VII. The high-church doctrine which it is the design of the following pages to oppose, cannot fail of being discredited, in the view of all serious and impartial inquirers, by the UNHALLOWED CONNECTIONS, in which it is commonly found. By this is meant, that the greater part of those who hold this exclusive and unscriptural doctrine, are found to associate with it, as parts of the same system, a variety of principles of the most delusive and mischievous kind. It is not asserted, that the principles to which I allude are always found in connection with the doctrine under consideration; but that this is generally the case, and that there is, beyond all question, a natural alliance between them.

The principles referred to are such as these:-that baptism is regeneration:-that the ordinances of the gospel, when administered by the proper hands, have a kind of opus operatum, as it has been technically called, or necessary and immediate influence, depending upon the administrator being in the regular succession from the apostles :that the church, as such, is the only authorized interpreter of the Bible-that there can be no acceptable or valid intercourse between heaven and earth, but through the medium of a canonical priesthood that the sacraments are necessary to salvation:-and that the external exhibition of them is a guaranty of saving grace to all who receive them. Such doctrines as these are naturally, I had almost said necessarily, connected with the high-toned notions of prelacy, which some modern Episcopalians entertain. For if ecclesiastics of a particular description are the only authorized negotiators between God and man; and if none, however devout and exemplary, can have any access to the mercy seat, but through their official agency; and if all who enjoy this agency with outward regularity, are of course safe; then I scruple not to aver that all the principles which I have mentioned follow of course. No wonder, therefore, that they are commonly found, in a greater

or less degree, in union with the offensive claim in question. These principles, however, ought, with all sober minds, utterly to discredit the doctrine from which they naturally flow. Corruption and delusion are stamped upon them with a distinctness not to be mistaken. They are grossly superstitious. They tend to put rites and forms, in place of the Saviour as the ground of hope. They are, of course, adapted to deceive and destroy. Their reception is a revival of the claims of " the man of sin, the son of perdition," who professes to be the only authorized vicar of Christ upon earth. Their tendency, so far as they prevail, is to bring back the darkness and the thraldom of those ages, when haughty ecclesiastics undertook to be sovereign dispensers of the grace of God, and to make men believe, that they held in their hands all the spiritual privileges, and all the eternal hopes of their fellow men!

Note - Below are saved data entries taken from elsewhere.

PR #707, opened 2022-02-15
Improve the processing of bounced emails

stevesavanna:
- Support multipart format when parsing the header of the bounced message. This is useful when the mail comes through multiple SMTP servers.
- If any of the identifiers are not available in the parsed header, try to extract them from the message body (not just the CampUUID and SubUUID). This is useful when the header is broken for example because of an unexpected new line.
- Fixing issue: before reading the entire body of the bounced message need to reset the pointer of the buffer.


knadh:
Thanks @stevesavanna. Will review this over the weekend.

> so I need to reset the pointer first in order to get the full body (b, _ = c.RetrRaw ( id)).

Was trying to avoid downloading entire message bodies in case there be large attachments or parts that aren't necessary for header extraction.

toontoet:
Using Postfix / docker-mailserver as the SMTP server will always result in bounce-mails with the necessary headers in a mime-part. Therefore bounce handling is not working now using Postfix as the upstream mailserver.
When using the `bounce_notice_recipient` directive in the postfix configuration you'll only get the headers of the original message in a mime-part instead of the whole body. There won't be any large attachments then. 

Having this functionality merged would be awesome and will result in getting the bounce handling to work using Postfix. But maybe a configuration option ('Parse mime-parts yes/no') in the bounce settings would make it more versatile.

knadh:
Hi @stevesavanna. Sorry it took a while for me to get around to reviewing this. Could you please attach a sample multi-part raw body that I can test the changes with?

stevesavanna:
[sample_bounce_email.txt](https://github.com/knadh/listmonk/files/8323456/sample_bounce_email.txt)
[sample_bounce_email_2.txt](https://github.com/knadh/listmonk/files/8323458/sample_bounce_email_2.txt)

Issue #785, opened 2022-04-24
How to escape '<' in email subject?


rohanrajpal:
If I add `<` in email subject

![image](https://user-images.githubusercontent.com/7023147/164971864-37a31157-6a2d-47c7-b7b1-97e9040f8386.png)

it appears as 
![image](https://user-images.githubusercontent.com/7023147/164971887-38ebe055-07c2-4b61-9b58-0e6e42740ce4.png)

How do I escape it?

rohanrajpal:
potentially related issue
https://stackoverflow.com/a/48527166

knadh:
Whoops, this is a bug. The subject line template should use `text/plain`. For now, you can use the `Safe` escape function.

```go
{{ .Subscriber.Name }} {{ Safe "<>" }} Hello
```

rohanrajpal:
> ```go
> {{ Safe "<>" }}
> ```

This works! Thanks, was the above stack overflow link useful or the issue is different?

knadh:
Same issue. Subject line should use plain text template processing instead of HTML.

wweverma1:
@knadh Can I take up this issue?

knadh:
Yes, sure. Just have to change this to `template/text` here: https://github.com/knadh/listmonk/blob/75190d98543c71ca8a827f84aa6ae000aa3cd44e/models/models.go#L439

wweverma1:
@knadh Hi, I've raised a PR against this.
https://github.com/knadh/listmonk/pull/799

PR #799, opened 2022-05-02
Processing subject line as text instead of HTML

wweverma1:
Fixes the issue https://github.com/knadh/listmonk/issues/785


knadh:
What you've submitted is not valid Go code @wweverma1.

I've fixed the issue in https://github.com/knadh/listmonk/commit/89eca5f14bdc145e2baca994261de67434628bdf

Issue #822, opened 2022-06-01
Ability to run app with a one liner at any time


CPLepage:
**Is your feature request related to a problem? Please describe.**
Trying to package listmonk with other services in a docker-compose, but the need to start the db, then the app with --install, then `docker-compose up -d` make everything more complicated. I played around with `--install`, `--idempotent` and `--yes` which brought me to ok results, but a one liner command that install/upgrade if needed and then runs the app through would make it much more easier!

**Describe the solution you'd like**

```yml
  db:
    image: postgres:13
    environment:
      - POSTGRES_PASSWORD=listmonk
      - POSTGRES_USER=listmonk
      - POSTGRES_DB=listmonk
    restart: unless-stopped
    healthcheck:
      test: [ "CMD-SHELL", "pg_isready -U listmonk" ]
      interval: 10s
      timeout: 5s
      retries: 6
    volumes:
      - type: volume
        source: listmonk-data
        target: /var/lib/postgresql/data

  app:
    restart: unless-stopped
    image: listmonk/listmonk:latest
    command: ["./listmonk", "--install", "--idempotent", "--yes", "--run-through"]
    ports:
      - "9000:9000"
    environment:
      - TZ=Etc/UTC
    depends_on:
      - db
    volumes:
      - ./config.toml:/listmonk/config.toml
```

If something like this could fresh install in a new environment or simply start if called on `docker-compose restart`, it would be amazing!

CPLepage:
**UPDATE**

use it like this : 
```yml
  app:
    restart: unless-stopped
    image: listmonk/listmonk:latest
    command: /bin/sh -c "./listmonk --install --idempotent --yes && ./listmonk --upgrade --yes && ./listmonk"
    ports:
      - "9000:9000"
    environment:
      - TZ=Etc/UTC
    depends_on:
      - db
    volumes:
      - ./config.toml:/listmonk/config.toml
```

PR #823, opened 2022-06-01
Issue 822 : run-through flag

CPLepage:
Related to [!822](https://github.com/knadh/listmonk/issues/822)

- added `run-through` to make the app run after the install/upgrade process


knadh:
Hi @CPLepage. install and upgrade are clear, granular commands. `--install` in theory will only ever be run once and `--upgrade`, sparingly. A one liner that combines these into running brings marginal benefits, if any at all.

One can always do `./listmonk --upgrade --yes && ./listmonk`

The usecase you describe in #822 is to have a one line docker-compose command. That can be achieved without having to introduce this new mode in listmonk's core.

CPLepage:
Hi @knadh, damn I never though about the `&&` operator. Works flawlessly as expected! Thanks a lot!
Great job on listmonk btw I really love the app 🙏🙌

Can there be any thing presumptuous, my Christian brethren, in deciding that a claim which bears such relations, and leads to such unhallowed results, cannot be a scriptural one? No; if our Saviour's test be safe and infallible; if we are to know principles as well as men "by their fruits;" then we may confidently pronounce, that the claim in questson is destitute of all divine warrant, and of every character which ought to recommend it to sober minded Christians, who wish to be able to " give a reason" for that which they believe.

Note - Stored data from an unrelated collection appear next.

Issue #544, opened 2021-10-27
arm64 arch CPU support in binary and docker


GeniusWiki:
Whatever AWS graviton2 or new apple M1,  ARM  CPU becomes more popular.   It is great if the docker can provide ARM64 compatible version, same in binary (although I don't need that).

knadh:
@mr-karan would you like to take a look at this?

alf1e:
I'm currently working on porting this to ARM and in the testing phase as we speak

alf1e:
I am currently stumped on this error
```
 > [2/6] RUN apk --no-cache add ca-certificates tzdata:
#7 0.224 exec /bin/sh: exec format error
```
I am working on a fix though, just very slowly cause this should work

alf1e:
Ah great. The packages `ca-certificates, tzdata` don't support ARM. Is there any workaround you know for this?

knadh:
I'm not familiar with Alpine, unfortunately. @mr-karan?

nemunaire:
FYI, I run listmonk on arm64 hardware since a few months using a Docker container.

I made a multi-stage `Dockerfile` in order to embed all the build steps inside: https://github.com/nemunaire/listmonk/commit/a8c7c2a5d92091883ab4fef5ac888812175d6431
I run the `Dockerfile` to build the image directly on the host (where there is no `npm`, `make`, `go`, ...). I didn't make a PR as I think this is not the way you want to do that.

I can't help as I didn't know goreleaser, but most probably, the error:

    #7 0.224 exec /bin/sh: exec format error

is because the docker image architecture is not the same as the hardware architecture who run the build (eg. image is arm64 and hardware is amd64). Without `qemu` it's not possible to do any `RUN` if architectures are not the same.

(With my *all-in-one Dockerfile*, the common solution is to use `docker buildx` with github actions this way: https://github.com/ddvk/rmfakecloud/blob/master/.github/workflows/release.yml#L50)

mr-karan:
Yeah, buildx is also one way to solve this.

With goreleaser, however it's possible to also use `docker manifest` and create a multi-arch image: https://goreleaser.com/customization/docker_manifest/. Manifest is basically some meta information about the image (and in this context, OS and Arch is what we're interested in). This also uses `buildx` internally to build the image.

Regarding `ca-certificates`, can you try this fix? https://stackoverflow.com/a/70771488/709452 @alf1e 

[...]

PR #849, opened 2022-06-25
Added arm64 arch & changed windows release to zip

arghyadipchak:
- Added arm64 arch support (#544)
- Changed windows release to .zip (instead of .tar.gz) which is easier for windows users

### DIFF
--- a/.github/workflows/release.yml
+++ b/.github/workflows/release.yml
@@ -19,6 +19,9 @@ jobs:
         with:
           go-version: 1.17
 
+      - name: Set up QEMU
+        uses: docker/setup-qemu-action@v1
+
       - name: Login to Docker Registry
         uses: docker/login-action@v1
         with:
--- a/.github/workflows/release.yml
+++ b/.github/workflows/release.yml
@@ -10,20 +10,20 @@ jobs:
     runs-on: ubuntu-latest
     steps:
       - name: Checkout
-        uses: actions/checkout@v2
+        uses: actions/checkout@v3
         with:
           fetch-depth: 0
 
       - name: Set up Go
-        uses: actions/setup-go@v2
+        uses: actions/setup-go@v3
         with:
-          go-version: 1.17
+          go-version: "1.17"
 
       - name: Set up QEMU
-        uses: docker/setup-qemu-action@v1
+        uses: docker/setup-qemu-action@v2
 
       - name: Login to Docker Registry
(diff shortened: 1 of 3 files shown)


knadh:
Thanks for the PR. Have you tested whether the same tag (`listmonk:latest`) works for multiple architectures on DockerHub?

arghyadipchak:
> Thanks for the PR. Have you tested whether the same tag (`listmonk:latest`) works for multiple architectures on DockerHub?

Made some updates and tested it, everything works fine now.

Updates:
- Builds docker images for both amd64 and arm64
- Windows binaries are released as zip
- Fixed yarn.lock written in .gitignore
- Version upgraded for all github actions

*Docker images are also released with tags {version}-amd64 and {version}-arm64. There is no way to configure goreleaser to solve this problem

mr-karan:
> *Docker images are also released with tags {version}-amd64 and {version}-arm64. There is no way to configure goreleaser to solve this problem

@arghyadipchak `goreleaser` and `docker` CLI both support this. 

I guess there are 2 approaches here: 

1. Using [`docker_manifest`](https://docs.docker.com/engine/reference/commandline/manifest/), we can specify the platform/arch metadata to a list of images. The idea is that we build and push these 2 images separately, but using `docker manifest create` we can combine the image in a single tag. 

Goreleaser does support the use of  [docker_manifest](https://goreleaser.com/customization/docker_manifest/). 

2. There's an even simpler way using `docker buildx`:

Using [buildx]( https://docs.docker.com/desktop/multi-arch/), we can build and give a `--platform` flag as a comma separated list of platforms that the docker image should support. This way we don't have to manually create a manifest.

`docker buildx build --platform linux/amd64,linux/arm64/v8 --tag listmonk:latest`

^ This should produce an image that will work on both the architectures.

So, basically if we want to push explicit platform tags then we need to use `docker manifest`. If we want a single tag that should work irrespective of the platform, we can simply add a platform flag.

knadh:
> If we want a single tag that should work irrespective of the platform, we can simply add a platform flag.

Thanks @mr-karan. This is the correct approach.

knadh:
@arghyadipchak would you like to amend the PR?

arghyadipchak:
> @arghyadipchak would you like to amend the PR?

I would love to, but currently I don't have time. I am closing this PR for now. I will find a better approach and contribute a new PR as soon as I can.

VIII. The claim under consideration, will further appear altogether inadmissible, if we consider its manifest and offensive UNCHARITABLENESS. It not only virtually, but formally and avowedly shuts out from the visible church, and from all the "covenanted mercies of God," the whole protestant world, excepting the members of the Episcopal church. I know, indeed, that a very different impression is often attempted to be made by the ardent advocates of this claim. They have sometimes represented as if they were pleading the cause of almost every church on earth.